Auch vor dem Hintergrund der jüngst aufgedeckten Mordserie durch rechte Terroristen könne sich der Verdacht aufdrängen, dass Stillschweigen und Wegsehen die bevorzugten Strategien derer seien, die eigentlich aufklären sollten. "Als privater Bürger fällt mir dies immer öfter auf", sagt Möller, "aber untersucht habe ich das nicht."

Untersucht hat er allerdings das Personal der rechten Szene. "Laut dem Verfassungsschutz geht das Personenpotenzial seit einigen Jahren zurück." 1993 seien der Szene noch 65.000 Personen, meist Männer, zugerechnet worden, heute seien es 25.000. Es zeige sich aber, so der Experte, eine starke qualitative Veränderung: "Es gibt zwar weniger Rechtsextreme, dafür mehr Gewaltbereite."
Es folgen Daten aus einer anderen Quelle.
PR #576, opened 2016-10-01
feat(Label): add LabelGroup and missing docs

layershifter:
This PR:
- adds all doc examples from [SUI](http://semantic-ui.com/elements/label.html);
- adds `Group` component;
- cleanups component and tests;
- improves props handling.

Requires merge of #551.


layershifter:
@levithomason @jcarbo I need review there

docs/app/Examples/elements/Label/Types/LabelExampleAttached.js
```diff
@@ -0,0 +1,55 @@
+import React from 'react'
+import { Grid, Image, Label, Segment } from 'stardust'
+
+const imageStyles = {
```
levithomason: Are these style required? I'd like to avoid any styles in the docs. It would seem that SUI alone should handle all styling.

docs/app/Examples/elements/Label/Types/LabelExampleRibbon.js
```diff
@@ -0,0 +1,36 @@
+import React from 'react'
+import { Grid, Image, Label, Segment } from 'stardust'
+
+const imageStyles = {
```
levithomason: Same regarding styles here, any way to remove them?

docs/app/Examples/elements/Label/Variations/LabelExampleCircular.js
```diff
@@ -0,0 +1,17 @@
+import React from 'react'
+import { Label } from 'stardust'
+
+const LabelExampleCircular = () => {
+  const colors = [
```
levithomason: When we have data for examples, let's put it up top outside the scope of the example itself.

docs/app/Examples/elements/Label/Variations/LabelExampleSize.js
```diff
@@ -0,0 +1,19 @@
+import _ from 'lodash'
+import React from 'react'
+import { Label } from 'stardust'
+
+const LabelExampleSize = () => {
+  const sizes = ['mini', 'tiny', 'small', 'medium', 'large', 'big', 'huge', 'massive']
```
levithomason: More data here, let's move it up top. There are several other examples with data to update so I won't comment on all of them.

levithomason (changes requested):
Looks great, left a few minor comments.

docs/app/Examples/elements/Label/Types/LabelExampleAttached.js
layershifter: If I remove them, example will look ugly 😿

levithomason: I don't think we should ever include styles in the examples.  I think it gives the impression that we require inline styles to be used for the example to work.  If we truly _must_ include styles, there are doc site css rules in the `index.ejs` template for this, but let's not put them in the JSX.

In this case, I think there is little enough difference that we can just leave them out:



Alternatively, we could use `<Segment padded>` to give whitespace similar to what the inline image styles did:

docs/app/Examples/elements/Label/Variations/LabelExampleSize.js
jeffcarbs: Actually, I think better would be to just use `Label._meta.props.size`, this way the sizes we give examples for are all the sizes the component supports. There are a few other places in the docs we should update to do this as well.

docs/app/Examples/elements/Label/Variations/LabelExampleCircular.js
jeffcarbs: Same comment re: sizes, should use `Label._meta.props.color`

docs/app/Examples/elements/Label/Variations/LabelExampleSize.js
levithomason: I don't want to expose the private _meta property. It may change or completely go away in the future.

levithomason: More info, meta used to have more keys and have more purpose. Over time, it keeps shrinking. Considering the parent, type, and name keys are only for documentation, I hope to pull them out of the code and into the doc block. We already parse the docblock for docs so grabbing type, parent, and name from there makes sense. 

This leaves only the props in the meta. In farther out, less defined goals, I'd like to better formalize how we define props to support the missing abilities of the component explorer #427.

layershifter:
Updated to `master` and fixed comments.

levithomason (approved):

levithomason:
Released in `stardust@0.51.1`

PR #580, opened 2016-10-02
fix(package): remove semantic-ui-css dependency

levithomason:
I believe this was left over from when we used to bundle jquery plugins. We don't bundle any Semantic packages with ours.


levithomason:
Released in `stardust@0.51.1`

PR #2158, opened 2017-10-03
test(typings): restore assertion for typings and propTypes order

layershifter:
Rel #2146.

@levithomason You updated typings tests and now they have more understandable errors. However, we lost the order assertion there, this PR restores it.


levithomason:
[Key order isn't guaranteed in objects](https://stackoverflow.com/questions/5525795/does-javascript-guarantee-object-property-order), but we can address that if it becomes an issue.  This is pretty useful as is 👍

levithomason:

Die Brückenfunktion der NPD

Diese seien meist nicht in Parteien organisiert, aber ideologisch gefestigt, gefährlich und jung. Das typische Einstiegsalter in die rechte Szene liege zwischen 13 und 16 Jahren. Die niedrigen Mitgliederzahlen der rechten Parteien sind vor diesem Hintergrund alles andere als beruhigend. "Die Rechtsextremen waren bis in die 80er Jahre hauptsächlich in Parteien organisiert, seit Anfang der 90er gibt es neue Organisationsformen", berichtet Möller. Es gebe viele kleine Zellen, die Jugendliche anzögen.
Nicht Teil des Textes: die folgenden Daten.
PR #1956, opened 2017-08-11
fix(Dropdown): more logic for clearing search

lott-ai:
Fixes #1952.

* fix(Dropdown): clear search if adding item or if selection is only option #1952
* test(Dropdown): add test for clear search if selection is only option

PR #2162, opened 2017-10-04
fix(Dropdown): update text when item selected with keyboard

### LINKED ISSUE #2161: Dropdown: Does not display value on enter when using search selection
✖ CSS ISSUES → Post on https://github.com/Semantic-Org/Semantic-UI

✖ USAGE QUESTIONS → Use these dedicated resources:
      Docs - http://react.semantic-ui.com
      Chat - https://gitter.im/Semantic-Org/Semantic-UI-React
      SO - http://stackoverflow.com/search?q=semantic-ui-react

### Steps
```
<Form.Dropdown
      label={label}
      search
      selection
      selectOnBlur={false}
      selectOnNavigation={false}
      options={options}
      value={input.value}
      onChange={(param,data) => input.onChange(data.value)}
    />
```

Search a couple of letters in dropdown search selection
Arrow down to selection
Hit enter

### Expected Result
Call onChange and displays new value in input box

### Actual Result
Calls onChange but displays the searched letters instead of new value
OnBlur sets display of input box to value

### Version
0.74.2

### Testcase

ayastreb:
Fixes #2161 
the text on dropdown wasn't updated when item is selected with keyboard after search because `searchQuery` wasn't cleared if there are multiple search results (it is cleared if there's only one search result). And if `searchQuery` is not cleared, we do not update text in [renderText](https://github.com/Semantic-Org/Semantic-UI-React/blob/master/src/modules/Dropdown/Dropdown.js#L1136)

### DIFF
--- a/src/modules/Dropdown/Dropdown.js
+++ b/src/modules/Dropdown/Dropdown.js
@@ -603,7 +603,7 @@ export default class Dropdown extends Component {
 
   selectItemOnEnter = (e) => {
     debug('selectItemOnEnter()', keyboardKey.getName(e))
-    const { search } = this.props
+    const { multiple, search } = this.props
 
     if (keyboardKey.getCode(e) !== keyboardKey.Enter) return
     e.preventDefault()
@@ -617,7 +617,7 @@ export default class Dropdown extends Component {
     this.makeSelectedItemActive(e)
     this.closeOnChange(e)
 
-    if (isAdditionItem || optionSize === 1) this.clearSearchQuery()
+    if (!multiple || isAdditionItem || optionSize === 1) this.clearSearchQuery()
     if (search && this.searchRef) this.searchRef.focus()
   }
 
--- a/src/modules/Dropdown/Dropdown.js
+++ b/src/modules/Dropdown/Dropdown.js
@@ -603,7 +603,7 @@ export default class Dropdown extends Component {
 
   selectItemOnEnter = (e) => {
     debug('selectItemOnEnter()', keyboardKey.getName(e))
-    const { multiple, search } = this.props
+    const { search } = this.props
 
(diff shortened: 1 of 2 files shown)


layershifter:
@ayastreb Thanks for the PR, this needs more investigation as it's opposite change to #2112

layershifter:
Our behaviour should match to SUI:
- https://semantic-ui.com/modules/dropdown.html#search-selection
- https://semantic-ui.com/modules/dropdown.html#multiple-search-selection

layershifter:
In fact, problem comes from condition with `optionSize`, which was added in #1956. As I think, we should clear `searchQuery` **always**, all other cases can be manually handled by user with [`searchQuery` prop](https://react.semantic-ui.com/modules/dropdown#dropdown-example-search-query).

As I see the following change will not break any test:
```diff
-if (isAdditionItem || optionSize === 1) this.clearSearchQuery()
+this.clearSearchQuery()
```

@levithomason can you clarify?

levithomason:
Always clearing seems like the correct solution to me.  @ayastreb are there any issues with this feature if we always clear the search query?

ayastreb:
@levithomason seems to be no issues, all tests are green and it works as expected.

levithomason:
Thanks guys!

levithomason:

scottrblock:
Hi @ayastreb and @levithomason, I'm curious as to why this is only the expected behavior if the item is selected with a keyboard. It currently seems that if there are multiple options and one is clicked with the mouse, the searchQuery is not cleared.

This can be handled by locally managing the `searchQuery` state and clearing it `onClose`, but I would expect the same default behavior for selecting an item from the keyboard or mouse.

levithomason:
Agreed.  It should be consistent.  This was an oversight.  A new issue and PR would be much appreciated.

PR #2165, opened 2017-10-04
fix(Form): don't prevent form submission when action=''

eug48:
When the action attribute is an empty string it means to submit to the current URL which is quite useful.

### DIFF
--- a/src/collections/Form/Form.js
+++ b/src/collections/Form/Form.js
@@ -102,7 +102,7 @@ class Form extends Component {
 
     // Heads up! Third party libs can pass own data as first argument, we need to check that it has preventDefault()
     // method.
-    if (!action) _.invoke(e, 'preventDefault')
+    if (!action && action !== '') _.invoke(e, 'preventDefault')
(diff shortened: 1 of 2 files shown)


src/collections/Form/Form.js
```diff
@@ -102,7 +102,7 @@ class Form extends Component {
 
     // Heads up! Third party libs can pass own data as first argument, we need to check that it has preventDefault()
     // method.
-    if (!action) _.invoke(e, 'preventDefault')
+    if (action === undefined) _.invoke(e, 'preventDefault')
```
layershifter: I think that `false` and `null` are also blocking values. Let's update condition and test assertions

layershifter (changes requested):

src/collections/Form/Form.js
eug48: Ok sure, I was thinking `false` and `null` would be incorrectly typed here.

layershifter (approved):

levithomason:
Excellent, thanks!

levithomason:

PR #2167, opened 2017-10-04
feat(typings): add icon names for Icon

ghost:


src/elements/Icon/Icon.d.ts
```diff
@@ -45,7 +45,7 @@ export interface IconProps {
   loading?: boolean;
 
   /** Name of the icon. */
-  name?: string;
+  name?: SemanticICONNAMES;
```
layershifter: Can we rename it to `SemanticICONS`? It will have more parity with `SemanticCOLORS`, `SemanticWIDTHS`, etc.

layershifter (changes requested):
@vincealdrin Thanks for PR, I left only one comment about naming.

In fact, this will not cover all possible values. Typings allow `mail outline` while `outline mail` is also valid. But, I'm sure that we don't need to cover these cases.

src/elements/Icon/Icon.d.ts
ghost: yeah sure

layershifter (approved):

levithomason:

Die einzige Ausnahme, so Möller, sei die NPD. "Die Partei hat in den vergangenen zehn Jahren Zuwächse verzeichnet, darauf wären SPD und CDU neidisch. Momentan stabilisiert sich die Mitgliederzahl der NPD bei fast 7000 Mitgliedern." Aus Möllers Sicht ist die Partei vom extremistischen Rand nicht abgekoppelt. "Die NPD hat hier eine Brückenfunktion übernommen. Sie ist zwar einerseits eine legale Partei, andererseits kooperiert sie mit dem subkulturellen gewaltbereiten Spektrum. Dadurch wird die NPD selbst gefährlicher."

Für wirkungsmächtiger noch als die braunen Parteien hält Möller jedoch die "Umschlagplätze von rechten Deutungsmustern" im Alltag. Fremdenfeindlichkeit, Sexismus oder ein soldatisches Männerideal würden nicht nur in rechtsextremen Kreisen propagiert, sondern auch in der Familie, der Kneipe oder der Clique weitergegeben. "Junge Leute sind nicht von sich aus rechtsradikal", sie übernähmen das von den Erwachsenen. Schon deshalb sei es wichtig, klarzumachen, was akzeptabel ist und was nicht. NPD-Parteitage in der Dorfkneipe jedenfalls seien es nicht.

Die NPD im Rems-Murr-Kreis

Parteitage Die NPD hat 2009 und 2010 ihre Landesparteitage in Korb abgehalten. Im Juni 2010 veranstaltete sie zudem einen Bundeskongress ihrer Jugendorganisation.

Schweigen Die Verfassungsschützer des Landes, die Polizei, der Landrat des Rems-Murr-Kreises sowie der Bürgermeister von Korb waren vorab informiert gewesen. Sie beschlossen, Stillschweigen zu bewahren.

Treffen Im Juli 2011 fand in dem Lokal ein weiteres NPD-Treffen statt. Im September berichtete die Polizei außerdem von einer NPD-Zusammenkunft in einer Wirtschaft in Aspach.